═══ Supplied records ═══
PR #1386, opened 2016-11-25
Give a better message when users can not upgrade due to locale

rtyley:
If a user is a Supporter and currently paying in non-GBP currency, they can't upgrade to a higher tier. We don't have prices set in non-GBP currency set for any tier other than Supporter.

We've had some emails from users who are disappointed about this, so this message aims to help them out, and allow them to support the Guardian in another way.

We hit Contributions with the url **https://contribute.theguardian.com/?INTCMP=mem_tier_change_unavailable**

image

cc @philwills


svillafe:
👍

PR #1389, opened 2016-11-29
Signout-to-register flow for "switch user" scenario at supporter checkout

JustinPinner:
When someone is signed in and completing the payment (checkout) form to become a supporter, they may realise they're logged in with the wrong account if they use a shared device.

We should provide a route by which they can log out and then log back in (or create a new account) and resume their journey into supporterdom.

The identity service rejects signin as an onward journey after signout so now we'll send the user to the membership register page (which also includes a sign in link), with a return url copied through from the point at which they were completing the supporter checkout form.

The flow can therefore be as follows;

`sign in -> become a supporter -> join (checkout) -> sign out -> register -> join (checkout)`
or
`sign in -> become a supporter -> join (checkout) -> sign out -> sign in (via the link on the register page) -> join (checkout)`

@svillafe I've passed the checkout flow variant through, but I wonder if this is needed. What do you think?

I've also made this an additional feature, rather than replacing the current behaviour whereby clicking sign out from the same link but in other places (e.g. friend sign up or free to paid upgrade) returns the reader to the dotcom front page as per current functionality.

cc @Ap0c @rtyley @rupertbates 

 https://trello.com/c/TEaX9RUB/133-fix-sign-out-link-on-membership-checkout-page - 
upload_4_11_2016_at_14_31_30

### DIFF
--- a/frontend/app/views/fragments/joiner/signedInAs.scala.html
+++ b/frontend/app/views/fragments/joiner/signedInAs.scala.html
@@ -1,8 +1,8 @@
 @import abtests.CheckoutFlowVariant
 
-@(returnUri: String, inline: Boolean = false, switchUser: Boolean = false, flowVariant: CheckoutFlowVariant = CheckoutFlowVariant.A)
+@(returnUri: String, inline: Boolean = false, flowVariant: CheckoutFlowVariant = CheckoutFlowVariant.A)
 
-@import configuration.Config.{idWebAppSignOutThenInUrl,idWebAppSignOutThenRegisterUrl}
+@import configuration.Config.idWebAppSignOutThenRegisterUrl
 
 <p class="text-note">
     You're signed in as <strong class="js-user-displayname"></strong>.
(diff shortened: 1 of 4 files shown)


frontend/app/views/fragments/joiner/signedInAs.scala.html
```diff
@@ -1,12 +1,18 @@
-@(returnUri: String, inline: Boolean = false)
+@import abtests.CheckoutFlowVariant
 
-@import configuration.Config.idWebAppSignOutThenInUrl
+@(returnUri: String, inline: Boolean = false, switchUser: Boolean = false, flowVariant: CheckoutFlowVariant = CheckoutFlowVariant.A)
```
rtyley: You can remove the `switchUser: Boolean` parameter, and use `idWebAppSignOutThenRegisterUrl()` below only - this template fragment (`fragments.joiner.signedInAs()`) is only used in [4 places in our codebase](https://github.com/guardian/membership-frontend/search?utf8=%E2%9C%93&q=fragments.joiner.signedInAs) - friend-signup, payment A/B, & free-paid upgrade - and all of those are fine to use this new behaviour, returning the user to where they came from once they're signed in!

JustinPinner: Ah good. That'll simplify things.

rtyley:
Cool, didn't realise we could get rid of the old `idWebAppSignOutThenInUrl` as well!

rtyley:
@JustinPinner could you check if this works in production? I just tried, but got the old behaviour - I was immediately redirected to https://www.theguardian.com/uk, without even going to profile.theguardian.com/register

JustinPinner:
Identity also block /register. Just not when you run locally. Mark Butler is removing that limitation at the moment. Should begin working soon.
═══
Go through the data and count every line where the word "views" appears. Give only that count.

3